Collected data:

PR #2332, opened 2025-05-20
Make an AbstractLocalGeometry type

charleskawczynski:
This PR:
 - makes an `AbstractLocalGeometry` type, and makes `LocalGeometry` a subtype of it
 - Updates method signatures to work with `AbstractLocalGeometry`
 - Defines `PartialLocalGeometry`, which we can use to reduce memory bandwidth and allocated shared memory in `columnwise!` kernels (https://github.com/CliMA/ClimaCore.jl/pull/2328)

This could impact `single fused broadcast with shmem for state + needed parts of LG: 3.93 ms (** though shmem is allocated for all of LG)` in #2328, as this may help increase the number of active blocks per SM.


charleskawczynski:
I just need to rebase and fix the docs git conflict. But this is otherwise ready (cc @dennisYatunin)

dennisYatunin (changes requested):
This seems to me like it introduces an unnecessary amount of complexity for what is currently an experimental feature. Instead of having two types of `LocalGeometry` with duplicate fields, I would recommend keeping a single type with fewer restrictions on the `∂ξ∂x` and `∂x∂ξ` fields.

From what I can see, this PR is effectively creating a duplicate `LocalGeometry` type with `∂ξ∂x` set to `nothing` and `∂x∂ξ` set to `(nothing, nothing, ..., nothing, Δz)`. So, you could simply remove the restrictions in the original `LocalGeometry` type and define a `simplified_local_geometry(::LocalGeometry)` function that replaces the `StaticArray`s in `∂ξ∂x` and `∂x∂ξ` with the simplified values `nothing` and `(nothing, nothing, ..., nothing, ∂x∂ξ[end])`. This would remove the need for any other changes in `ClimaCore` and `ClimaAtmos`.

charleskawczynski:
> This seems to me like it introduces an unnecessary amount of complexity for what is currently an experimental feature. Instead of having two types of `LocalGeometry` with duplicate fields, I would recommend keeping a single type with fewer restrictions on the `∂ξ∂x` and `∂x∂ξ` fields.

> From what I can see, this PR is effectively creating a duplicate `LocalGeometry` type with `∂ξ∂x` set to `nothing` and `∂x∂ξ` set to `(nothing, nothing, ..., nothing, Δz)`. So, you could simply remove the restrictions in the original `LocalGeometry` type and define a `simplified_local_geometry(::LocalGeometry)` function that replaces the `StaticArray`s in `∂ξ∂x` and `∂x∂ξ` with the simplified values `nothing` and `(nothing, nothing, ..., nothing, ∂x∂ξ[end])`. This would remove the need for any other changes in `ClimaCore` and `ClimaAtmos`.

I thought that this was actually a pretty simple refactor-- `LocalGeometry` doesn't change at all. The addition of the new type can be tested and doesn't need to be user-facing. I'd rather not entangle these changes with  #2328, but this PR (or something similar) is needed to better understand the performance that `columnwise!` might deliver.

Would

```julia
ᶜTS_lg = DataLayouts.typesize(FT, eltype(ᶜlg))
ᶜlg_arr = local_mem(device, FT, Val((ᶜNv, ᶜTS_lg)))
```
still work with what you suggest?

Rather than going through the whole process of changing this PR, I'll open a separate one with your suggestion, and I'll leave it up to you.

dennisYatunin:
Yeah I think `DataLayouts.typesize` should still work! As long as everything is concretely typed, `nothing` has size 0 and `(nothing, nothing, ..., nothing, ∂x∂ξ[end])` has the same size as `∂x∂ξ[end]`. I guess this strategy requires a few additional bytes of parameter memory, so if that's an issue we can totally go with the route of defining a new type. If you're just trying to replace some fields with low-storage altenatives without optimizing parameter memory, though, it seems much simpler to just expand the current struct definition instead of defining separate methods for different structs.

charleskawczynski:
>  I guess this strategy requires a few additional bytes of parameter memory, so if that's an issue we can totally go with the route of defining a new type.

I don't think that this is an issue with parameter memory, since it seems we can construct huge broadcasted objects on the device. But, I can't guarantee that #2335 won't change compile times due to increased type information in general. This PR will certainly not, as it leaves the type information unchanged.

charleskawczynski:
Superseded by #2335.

==

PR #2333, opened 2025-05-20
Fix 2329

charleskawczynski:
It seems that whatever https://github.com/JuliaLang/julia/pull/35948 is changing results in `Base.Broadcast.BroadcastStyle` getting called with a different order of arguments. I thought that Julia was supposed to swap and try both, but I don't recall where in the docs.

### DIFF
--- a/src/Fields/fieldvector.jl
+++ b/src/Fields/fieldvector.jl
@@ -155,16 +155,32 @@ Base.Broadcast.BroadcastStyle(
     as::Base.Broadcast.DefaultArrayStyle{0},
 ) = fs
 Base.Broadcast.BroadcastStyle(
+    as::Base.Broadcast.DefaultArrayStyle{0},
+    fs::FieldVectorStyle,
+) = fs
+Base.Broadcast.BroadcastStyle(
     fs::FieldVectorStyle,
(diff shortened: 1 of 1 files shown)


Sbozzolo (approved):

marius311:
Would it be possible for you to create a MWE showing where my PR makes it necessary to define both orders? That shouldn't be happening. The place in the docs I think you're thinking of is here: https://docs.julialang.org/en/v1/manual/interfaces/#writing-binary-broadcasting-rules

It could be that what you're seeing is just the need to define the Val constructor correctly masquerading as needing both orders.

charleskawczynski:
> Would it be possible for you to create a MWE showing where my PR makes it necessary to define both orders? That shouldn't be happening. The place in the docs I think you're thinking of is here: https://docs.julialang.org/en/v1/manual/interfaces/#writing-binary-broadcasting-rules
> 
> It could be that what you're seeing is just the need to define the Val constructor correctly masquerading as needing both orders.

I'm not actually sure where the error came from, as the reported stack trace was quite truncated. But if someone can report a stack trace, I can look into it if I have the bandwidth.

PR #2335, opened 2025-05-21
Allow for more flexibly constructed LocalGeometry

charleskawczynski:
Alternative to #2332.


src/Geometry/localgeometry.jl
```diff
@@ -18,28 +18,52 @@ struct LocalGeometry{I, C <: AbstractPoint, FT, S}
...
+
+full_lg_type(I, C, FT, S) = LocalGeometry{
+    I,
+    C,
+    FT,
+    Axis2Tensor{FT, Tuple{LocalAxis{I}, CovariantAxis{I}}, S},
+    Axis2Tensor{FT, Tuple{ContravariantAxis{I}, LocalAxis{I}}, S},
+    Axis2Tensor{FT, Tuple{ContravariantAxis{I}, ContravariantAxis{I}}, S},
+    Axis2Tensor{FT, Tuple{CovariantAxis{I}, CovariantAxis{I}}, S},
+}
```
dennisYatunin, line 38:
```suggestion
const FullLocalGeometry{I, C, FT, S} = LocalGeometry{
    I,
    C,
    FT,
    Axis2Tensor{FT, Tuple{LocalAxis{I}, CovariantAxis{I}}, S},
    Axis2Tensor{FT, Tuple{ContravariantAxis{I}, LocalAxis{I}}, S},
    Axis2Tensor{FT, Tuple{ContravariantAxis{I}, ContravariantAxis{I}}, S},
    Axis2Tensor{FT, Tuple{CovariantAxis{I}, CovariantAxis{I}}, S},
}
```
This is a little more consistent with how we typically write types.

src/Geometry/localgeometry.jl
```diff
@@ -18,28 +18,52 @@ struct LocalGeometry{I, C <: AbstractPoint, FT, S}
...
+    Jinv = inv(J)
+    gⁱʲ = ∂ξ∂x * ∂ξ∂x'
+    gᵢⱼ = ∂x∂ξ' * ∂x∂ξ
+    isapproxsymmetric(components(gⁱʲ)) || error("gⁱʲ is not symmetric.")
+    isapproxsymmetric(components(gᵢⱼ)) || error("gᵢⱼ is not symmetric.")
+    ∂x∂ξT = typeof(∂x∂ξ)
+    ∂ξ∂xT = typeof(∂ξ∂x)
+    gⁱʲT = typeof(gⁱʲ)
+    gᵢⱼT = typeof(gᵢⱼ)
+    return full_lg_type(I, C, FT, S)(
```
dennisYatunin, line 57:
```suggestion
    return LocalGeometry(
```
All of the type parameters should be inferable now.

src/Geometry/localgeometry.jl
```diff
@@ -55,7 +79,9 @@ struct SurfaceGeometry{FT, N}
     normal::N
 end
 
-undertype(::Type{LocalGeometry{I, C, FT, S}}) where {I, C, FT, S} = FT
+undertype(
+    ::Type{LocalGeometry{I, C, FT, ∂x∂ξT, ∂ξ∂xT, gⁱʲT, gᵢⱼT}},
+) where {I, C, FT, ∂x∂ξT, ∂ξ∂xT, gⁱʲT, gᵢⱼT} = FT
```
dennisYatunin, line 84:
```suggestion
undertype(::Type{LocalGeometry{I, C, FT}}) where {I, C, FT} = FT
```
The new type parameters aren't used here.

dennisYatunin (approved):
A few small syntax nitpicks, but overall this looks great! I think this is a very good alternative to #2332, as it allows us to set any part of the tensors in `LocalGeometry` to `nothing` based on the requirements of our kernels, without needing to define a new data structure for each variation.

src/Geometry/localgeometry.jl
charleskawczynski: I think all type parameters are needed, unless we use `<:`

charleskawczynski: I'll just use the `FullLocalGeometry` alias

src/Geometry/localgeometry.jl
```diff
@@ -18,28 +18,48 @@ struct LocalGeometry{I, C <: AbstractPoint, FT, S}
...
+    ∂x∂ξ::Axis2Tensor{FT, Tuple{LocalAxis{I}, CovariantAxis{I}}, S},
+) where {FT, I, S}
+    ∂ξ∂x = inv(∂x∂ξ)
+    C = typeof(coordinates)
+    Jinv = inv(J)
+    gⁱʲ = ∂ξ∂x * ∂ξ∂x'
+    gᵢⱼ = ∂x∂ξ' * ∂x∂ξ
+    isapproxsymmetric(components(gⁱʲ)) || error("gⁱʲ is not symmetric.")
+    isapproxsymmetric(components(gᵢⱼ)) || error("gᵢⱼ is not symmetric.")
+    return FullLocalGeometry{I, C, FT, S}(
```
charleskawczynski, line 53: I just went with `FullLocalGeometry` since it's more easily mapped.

...

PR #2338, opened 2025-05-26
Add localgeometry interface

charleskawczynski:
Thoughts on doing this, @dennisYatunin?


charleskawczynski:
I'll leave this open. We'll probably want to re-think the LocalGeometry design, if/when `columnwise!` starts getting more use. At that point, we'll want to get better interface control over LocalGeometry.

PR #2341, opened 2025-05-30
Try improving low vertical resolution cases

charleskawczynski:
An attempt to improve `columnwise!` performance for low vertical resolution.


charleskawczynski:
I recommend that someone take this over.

**TASK DESCRIPTION**
From the entries above, return exactly the line containing "PR #2332, opened 2025-05-20", the line containing "which we can", and all lines between, and nothing else.

**RESPONSE**
PR #2332, opened 2025-05-20
Make an AbstractLocalGeometry type

charleskawczynski:
This PR:
 - makes an `AbstractLocalGeometry` type, and makes `LocalGeometry` a subtype of it
 - Updates method signatures to work with `AbstractLocalGeometry`
 - Defines `PartialLocalGeometry`, which we can use to reduce memory bandwidth and allocated shared memory in `columnwise!` kernels (https://github.com/CliMA/ClimaCore.jl/pull/2328)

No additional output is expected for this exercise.